Opened 2 weeks ago
Last modified 8 days ago
#36143 assigned Cleanup/optimization
DatabaseOperations.bulk_batch_size() is overly protective on SQLite in most cases
Reported by: | Sarah Boyce | Owned by: | Sage Abdullah |
---|---|---|---|
Component: | Database layer (models, ORM) | Version: | 5.1 |
Severity: | Normal | Keywords: | |
Cc: | Simon Charette | Triage Stage: | Accepted |
Has patch: | no | Needs documentation: | no |
Needs tests: | no | Patch needs improvement: | no |
Easy pickings: | no | UI/UX: | no |
Description (last modified by )
DatabaseOperations.bulk_batch_size()
for SQLite is dependent on DatabaseFeatures.max_query_params
which is currently set as 999.
However, for SQLite versions >= 3.32, this limit is increased to 32,766. See: https://www.sqlite.org/limits.html#max_variable_number
SQLITE_MAX_VARIABLE_NUMBER, which defaults to 999 for SQLite versions prior to 3.32.0 (2020-05-22) or 32766 for SQLite versions after 3.32.0.
This means that is some cases (assuming there isn't another database limit being hit), we can increase the maximum batch size for SQLite.

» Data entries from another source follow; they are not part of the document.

PR #416, opened 2020-12-17
[MM-30334] Add file descriptors limit Sanity Check to the Agent

CandyZack:
#### Summary
Added a sanity check on `MaxActiveUsers` with `Rlimit`
Fixed a `defer` bug in testing - inside `TestRemoveUsers`
Changed the static `max connections in HTTP pool` to be dynamic

#### Ticket Link
JIRA - https://mattermost.atlassian.net/browse/MM-30334
Closes https://github.com/mattermost/mattermost-server/issues/16284

### DIFF
--- a/loadtest/loadtest.go
+++ b/loadtest/loadtest.go
@@ -18,6 +18,10 @@ import (
 	"github.com/mattermost/mattermost-server/v5/mlog"
 )
 
+const (
+	connFactor = 4
+)
+
 // LoadTester is a structure holding all the state needed to run a load-test.
 type LoadTester struct {
 	mut           sync.RWMutex
@@ -241,6 +245,11 @@ func (lt *LoadTester) Status() *Status {
 	}
 }
 
+// MaxHTTPConns returns the maximum number of HTTP connections to be used for the given number of users.
+func MaxHTTPConns(maxUsers int) int {
+	return maxUsers / connFactor
+}
+
 // New creates and initializes a new LoadTester with given config. A factory
 // function is also given to enable the creation of UserController values from within the
 // loadtest package.
@@ -259,7 +268,7 @@ func New(config *Config, nc NewController, log *mlog.Logger) (*LoadTester, error
 	}
 
 	if maxActiveUsers := config.UsersConfiguration.MaxActiveUsers; uint64(
-		maxActiveUsers+(maxActiveUsers/4)) > rlimit.Max {
+		maxActiveUsers+MaxHTTPConns(maxActiveUsers)) > rlimit.Max {
 		return nil, fmt.Errorf("MaxActiveUsers is not compatible with max Rlimit value. "+
 			"MaxActiveUsers = %d, max_Rlimit = %d",
 			maxActiveUsers, rlimit.Max)
--- a/loadtest/loadtest.go
+++ b/loadtest/loadtest.go
@@ -9,6 +9,7 @@ import (
 	"math/rand"
 	"sync"
 	"sync/atomic"
+	"syscall"
 	"time"
 
 	"github.com/mattermost/mattermost-load-test-ng/defaults"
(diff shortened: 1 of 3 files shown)


CandyZack:
@agnivade @streamer45 Help Required on Testcases
Can you please tell me how to adjust the Unit Testcases for this changes.
How the RLIMIT_NOFILE is set for testcases ?

streamer45 (commented):
@CandyZack

Thank you for this :) I've left a couple of suggestions.

> @agnivade @streamer45 Help Required on Testcases
> Can you please tell me how to adjust the Unit Testcases for this changes.
> How the RLIMIT_NOFILE is set for testcases ?

Tests failing are actually a good sign, it means it's working. Probably the CI environment has very strict limits and the hard-coded `500` value is hitting those. Maybe we can fix this by making that value a function of `MaxActiveUsers`. That means that instead of 500 we could use `MaxActiveUsers/4`.

CandyZack:
@streamer45  I have made the changes. Can I get info on failing testcases ?

loadtest/loadtest.go
```diff
@@ -252,6 +253,12 @@ func New(config *Config, nc NewController, log *mlog.Logger) (*LoadTester, error
 		return nil, fmt.Errorf("could not validate configuration: %w", err)
 	}
 
+	if 5*config.UsersConfiguration.MaxActiveUsers/4 > syscall.RLIMIT_NOFILE {
```
streamer45, line 256: Why the 5? I am thinking the value should be `MaxActiveUsers + (MaxActiveUsers/4)`.
Also, since we are here, let's update the original values where the `500` came from:

https://github.com/mattermost/mattermost-load-test-ng/blob/fe31d56e2024672fc5c5d4400fa0045a4937a366/api/agent.go#L318-L320 

Let's make those 500 values to be `MaxActiveUsers/4` instead.

> @streamer45 I have made the changes. Can I get info on failing testcases ?

The reason the tests are failing is because `syscall.RLIMIT_NOFILE` is just a constant (its value is 7) that is used to denote what type of call to make to the underlying operating system. It's not the number we are looking for. 

To get that we need to use `syscall.GetRlimit()`, e.g.:

```go
var rlimit syscall.Rlimit
if err := syscall.Getrlimit(syscall.RLIMIT_NOFILE, &rlimit); err != nil {
  return nil, err
}
```

After that call `rlimit.Max` will hold the value we are interested in.

CandyZack: Thanks! Now I understood the stuff

loadtest/loadtest.go
```diff
@@ -252,6 +253,18 @@ func New(config *Config, nc NewController, log *mlog.Logger) (*LoadTester, error
 		return nil, fmt.Errorf("could not validate configuration: %w", err)
 	}
 
+	var rlimit syscall.Rlimit
+	if err := syscall.Getrlimit(syscall.RLIMIT_NOFILE, &rlimit); err != nil {
+		return nil, fmt.Errorf("could not get the Rlimit value: %w", err)
+	}
+
+	if maxActiveUsers := config.UsersConfiguration.MaxActiveUsers; uint64(
+		maxActiveUsers+(maxActiveUsers/4)) > rlimit.Max {
```
agnivade, line 262: Let's refactor 4 to be a constant. And use that here and in the api/agent.go file. Perhaps `loadFactor` is an apt name, although it's a bit hazy. @streamer45 - any thoughts on this?

streamer45: Maybe `connFactor` since the result is about connections. We might also want to either export it so we can use it in `NewControllerWrapper` or create a helper function (e.g. `MaxHTTPConns(maxUsers int) int`)  that given `MaxActiveUsers` returns the max connections value. This way we could also take care of some edge cases (e.g. input value too low).

CandyZack: so is a helper function required for now? or just a constant will do?

agnivade: A helper function sounds like a good idea. :+1:

loadtest/loadtest.go
```diff
@@ -240,6 +245,11 @@ func (lt *LoadTester) Status() *Status {
 	}
 }
 
+// MaxHTTPConns returns the maximum connections in HTTP pool
```
streamer45, line 248:
```suggestion
// MaxHTTPConns returns the maximum number of HTTP connections to be used for the given number of users.
```

agnivade (approved):
Nice :+1:

streamer45 (approved):
Thank you @CandyZack Looks very polished, great work on this :+1: 
Left only a minor suggestion.

PR #417, opened 2020-12-18
[MM-30397] Enable loading DB dumps during comparison

streamer45:
#### Summary

PR adds support for loading raw SQL dumps into the instances before performing a load-test comparison.

#### Ticket

https://mattermost.atlassian.net/browse/MM-30397


agnivade:
Any reason why this is only during comparison? Is the expectation that for a normal load-test, the user can upload the dump themselves?

streamer45:
> Any reason why this is only during comparison? Is the expectation that for a normal load-test, the user can upload the dump themselves?

None other than my primary focus was on this. I think it makes sense to port this functionality to common terraform deployments as well but maybe as a separate piece of work. We can open a ticket for that.

agnivade (approved):

isacikgoz (approved):
Nice one! 🚀

streamer45:
> > Any reason why this is only during comparison? Is the expectation that for a normal load-test, the user can upload the dump themselves?
> 
> None other than my primary focus was on this. I think it makes sense to port this functionality to common terraform deployments as well but maybe as a separate piece of work. We can open a ticket for that.

Created [MM-31541](https://mattermost.atlassian.net/browse/MM-31541).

For illustration purposes, on SQLite >= 3.32, if the value of DatabaseFeatures.max_query_params
is increased, the following test would pass:
-
tests/bulk_create/tests.py
diff --git a/tests/bulk_create/tests.py b/tests/bulk_create/tests.py index 7b86a2def5..ce9123ce97 100644
a b class BulkCreateTests(TestCase): 286 286 objs = [Country(name=f"Country {i}") for i in range(1000)] 287 287 fields = ["name", "iso_two_letter", "description"] 288 288 max_batch_size = max(connection.ops.bulk_batch_size(fields, objs), 1) 289 with self.assertNumQueries( ceil(len(objs) / max_batch_size)):289 with self.assertNumQueries(1): 290 290 Country.objects.bulk_create(objs, batch_size=max_batch_size + 1) 291 291 292 292 @skipUnlessDBFeature("has_bulk_insert")
PR discussion references:
- https://github.com/django/django/pull/19088#discussion_r1925652660
- https://github.com/django/django/pull/19088#discussion_r1929940327
Ticket which sparked the discussion/discovery: #36118
Change History (5)
comment:1 by , 2 weeks ago
Description: | modified (diff) |
---|
comment:2 by , 2 weeks ago
Triage Stage: | Unreviewed → Accepted |
---|
comment:3 by , 2 weeks ago
I think we should use class level cached properties for that to avoid per-connection overhead (as Python can only be built against one version of SQLite at a time) and that we should expect query counts tests that don't take into account bulk_batch_size
return value to require to be adjusted.
comment:4 by , 8 days ago
Owner: | set to |
---|---|
Status: | new → assigned |
Note that while there is a compile-time option, the limit can be made lower for each connection according to the SQLite docs:
The maximum host parameter number can be lowered at run-time using the
sqlite3_limit(db,SQLITE_LIMIT_VARIABLE_NUMBER,size)
interface.
I just found that Python >= 3.11 introduced the functions getlimit() and setlimit() that can be used to get/set these per-connection limits at run-time. This means we'd probably want it to vary on each connection, rather than cached on the class. That said, if it's cached anyway, developers who want to set a different limit on the connection will have to clear the cache in order for Django to pick it up.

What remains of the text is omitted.